Marine geochemists have used a geochemical index commonly called the saturation state to indicate the ability of these organisms to make their shells. When the saturation state is greater than one, the animals and plants can produce their skeletons and shells. When the saturation state drops below one, the shells begin to dissolve in the water, and we say that the waters are corrosive.

On one of our recent cruises from Japan to Mexico in 2004, I noticed that the corrosive waters were moving closer to the continental shelf of Baja California and began to be concerned about the possibility that the corrosive water might move up onto the continental shelf during the regular summer upwelling season and seriously impact the local marine ecosystems.

Consequently, Chris Sabine and I hosted a meeting at our laboratory in Seattle in 2006 to address this issue. We invited experts such as Debby Ianson from IOS in Canada, Burke Hales from Oregon State University and J. Martin Hernandez-Ayon from the University of Autonoma of Baja California to come and help us design a cruise to determine if this process was indeed occurring along our coast. They helped us design the station sampling and agreed to participate on the cruise, which occurred in May and June of 2007.

What we found on this cruise was truly astonishing. We found that the seasonal upwelling of corrosive water onto the shelf impacted the entire continental shelf from Canada to Mexico. The upwelling process happens during the spring and summer months when upwelling favorable winds bring CO-rich corrosive waters from a depth of about 100 to 200 meters off the continental shelf to much shallower waters on the shelf. In fact we observed some of the low-pH corrosive waters that actually upwelled all the way to the surface and near to the coast off Northern California.

Before we started this work, no one considered that upwelling of corrosive waters on shore would make our waters on our continental shelf vulnerable to ocean acidification much sooner than any of the models had previously suggested. Our findings represent the first evidence that a large section of the North American continental shelf is seasonally impacted by ocean acidification.

This means that ocean acidification may be seriously impacting marine life on our continental shelf right now today.
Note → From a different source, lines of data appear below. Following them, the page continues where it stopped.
PR #284, opened 2021-06-24
Changes to allow relocation to any cluster without changing code

bradmwilliams:
I have been setting up an environment, on the DPCR cluster, to allow us to test changes, to the release-controller, on.    This PR will allow the release-controller to be run, successfully, on another cluster without having to make any changes to the code.  This can be accomplished by adding the `--registry` option and specifying the name of the registry to use, instead of the default: `registry.ci.openshift.org`.

### DIFF
--- a/cmd/release-controller/main.go
+++ b/cmd/release-controller/main.go
@@ -163,7 +163,7 @@ func main() {
 
 	flagset.StringVar(&opt.AuthenticationMessage, "authentication-message", opt.AuthenticationMessage, "HTML formatted string to display a registry authentication message")
 
-	flagset.StringVar(&opt.Registry, "registry", opt.Registry, "Specify an alternate image registry to reference.  This option should be used when running the controller on a different cluster.")
+	flagset.StringVar(&opt.Registry, "registry", opt.Registry, "Specify the registry, that the artifact server will use, to retrieve release images when located on remote clusters")
 
 	goFlagSet := flag.NewFlagSet("prowflags", flag.ContinueOnError)
 	opt.github.AddFlags(goFlagSet)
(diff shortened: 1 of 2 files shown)


cmd/release-controller/main.go
```diff
@@ -161,6 +163,8 @@ func main() {
 
 	flagset.StringVar(&opt.AuthenticationMessage, "authentication-message", opt.AuthenticationMessage, "HTML formatted string to display a registry authentication message")
 
+	flagset.StringVar(&opt.Registry, "registry", opt.Registry, "The image registry to use")
```
smarterclayton, line 166: Use for what?  Describe how the flag is used.

bradmwilliams: I updated the message to:

> Specify an alternate image registry to reference.  This option should be used when running the controller on a different cluster.

cmd/release-controller/main.go
```diff
@@ -161,6 +163,8 @@ func main() {
 
 	flagset.StringVar(&opt.AuthenticationMessage, "authentication-message", opt.AuthenticationMessage, "HTML formatted string to display a registry authentication message")
 
+	flagset.StringVar(&opt.Registry, "registry", opt.Registry, "Specify an alternate image registry to reference.  This option should be used when running the controller on a different cluster.")
```
smarterclayton, line 166: I don't understand what the text is telling me to do.  Describe how this flag is used, not when it is used.

I.e. "change the registry that the artifact server will use to retrieve release images when located on remote clusters" etc

bradmwilliams: Updated message to:
```
Specify the registry, that the artifact server will use, to retrieve release images when located on remote clusters
```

Many marine organisms that produce calcium carbonate shells have been negatively impacted by increasing carbon dioxide levels in seawater and the resulting decline of pH. For example, increasing ocean acidification has been shown to significantly reduce the ability of reef-building corals to produce their skeletons, affecting their growth and making the reefs more vulnerable to erosion.

Ongoing research is showing that decreasing pH may also have deleterious effects on commercially important fish and shellfish. Calcification rates of edible mussels and Pacific oysters declined linearly with increasing CO2 levels. Sea urchins raised in lower pH water show evidence for inhibited growth due to their inability to maintain internal acid-base balance. Food supply of commercially valuable fish species is also in jeopardy from ocean acidification. In particular, one type of free-swimming mollusk called the pteropod is a major food source for North Pacific juvenile salmon. And it also serves as food for mackerel, pollock, herring and cod.

Other marine calcifiers such as coccolithophores, foraminifera, coralline algae, echinoderms such as sea urchins and starfish and mollusks such as snails, clams and oysters, all exhibit a general decline in their ability to produce their shells in decreasing pH. While comprehensive field studies of organisms in their response to seasonal increases in CO2 along the western North American coast are lacking, current studies suggest that further research under field conditions is warranted.

Our results show for the first time that a large section of the North American continental shelf is impacted by ocean acidification. Other continental shelf regions throughout the world may also be impacted where anthropogenic CO2-enriched water is being upwelled onto the continental shelf.